* YOUR INSTRUCTIONS:
Nothing should be left out: output all of the entries exactly.
------ PROVIDED DATA
PR #9977, opened 2025-02-06
[Bug] Fix conditional for key error in policystatement filter

algobarb:
Since we loop through all of a resource's resource policy statements to find matches, the previous `resource_statement[req_key]` leads to KeyError: 'Action' if the resource statements had a statement that did not have the "action" req_key that the filter is looking for. Using `.get()` instead to avoid key errors.

### DIFF
--- a/c7n/filters/policystatement.py
+++ b/c7n/filters/policystatement.py
@@ -141,13 +141,15 @@ class HasStatementFilter(Filter):
                                                         resource_statement):
                             found += 1
 
-                    elif req_key in resource_statement:
-                        if (req_value == resource_statement[req_key]):
-                            found += 1
+                    # If req_key is not a partial_match element,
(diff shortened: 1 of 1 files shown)


ajkerrigan (approved):
Thanks, looks clearer and cleaner to me though I'm still not sure how the previous version could trigger a `KeyError` given the `req_key in resource_statement` check :thinking: .

kapilt:
Can we get test with this as well

algobarb:
> Can we get test with this as well

Sure! The test I added in #10026 should cover this too, but l can think of one other test I can add too that would be more specific to this PR. I'll also add in an example for PartialMatch in the[ Example Policies section of the docs too for PartialMatch](https://cloudcustodian.io/docs/aws/examples/index.html).  I'll add these in #10026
------------
* EXERCISE ANSWER:
PR #9977, opened 2025-02-06
[Bug] Fix conditional for key error in policystatement filter

algobarb:
Since we loop through all of a resource's resource policy statements to find matches, the previous `resource_statement[req_key]` leads to KeyError: 'Action' if the resource statements had a statement that did not have the "action" req_key that the filter is looking for. Using `.get()` instead to avoid key errors.

### DIFF
--- a/c7n/filters/policystatement.py
+++ b/c7n/filters/policystatement.py
@@ -141,13 +141,15 @@ class HasStatementFilter(Filter):
                                                         resource_statement):
                             found += 1
 
-                    elif req_key in resource_statement:
-                        if (req_value == resource_statement[req_key]):
-                            found += 1
+                    # If req_key is not a partial_match element,
(diff shortened: 1 of 1 files shown)


ajkerrigan (approved):
Thanks, looks clearer and cleaner to me though I'm still not sure how the previous version could trigger a `KeyError` given the `req_key in resource_statement` check :thinking: .

kapilt:
Can we get test with this as well

algobarb:
> Can we get test with this as well

Sure! The test I added in #10026 should cover this too, but l can think of one other test I can add too that would be more specific to this PR. I'll also add in an example for PartialMatch in the[ Example Policies section of the docs too for PartialMatch](https://cloudcustodian.io/docs/aws/examples/index.html).  I'll add these in #10026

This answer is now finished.